All the entries that follow must be written out again exactly.

(Material for this task)

PR #354, opened 2015-04-09
Introduce an integration test for authentication

0x6e6562:
This patch squashes #316.

### DIFF
--- a/.travis.yml
+++ b/.travis.yml
@@ -13,9 +13,10 @@ env:
   global:
     - GOMAXPROCS=2
   matrix:
-    - CASS=1.2.19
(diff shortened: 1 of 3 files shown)


Zariel:
I would remove the cqlsh checks, if gocql doesnt work then the python driver shouldnt

0x6e6562:
Yes, you're right - the cqlsh check was only introduced to debug the test run and shed more light on the situation.

0x6e6562:
@Zariel It looks like this variant might work.

Zariel:
The struggle has a happy ending :) good job!

PR #358, opened 2015-04-10
Fix reading the streamID sign

Zariel:
In v3 the stream is an int16 not a uint16, int v2 ensure we handle
the sign of the int8 correctly.


Zariel:
spotted this whilst messing around with events, shouldn't affect any users.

(End Material for this task)

→ **Result**:
PR #354, opened 2015-04-09
Introduce an integration test for authentication

0x6e6562:
This patch squashes #316.

### DIFF
--- a/.travis.yml
+++ b/.travis.yml
@@ -13,9 +13,10 @@ env:
   global:
     - GOMAXPROCS=2
   matrix:
-    - CASS=1.2.19
(diff shortened: 1 of 3 files shown)


Zariel:
I would remove the cqlsh checks, if gocql doesnt work then the python driver shouldnt

0x6e6562:
Yes, you're right - the cqlsh check was only introduced to debug the test run and shed more light on the situation.

0x6e6562:
@Zariel It looks like this variant might work.

Zariel:
The struggle has a happy ending :) good job!

PR #358, opened 2015-04-10
Fix reading the streamID sign

Zariel:
In v3 the stream is an int16 not a uint16, int v2 ensure we handle
the sign of the int8 correctly.


Zariel:
spotted this whilst messing around with events, shouldn't affect any users.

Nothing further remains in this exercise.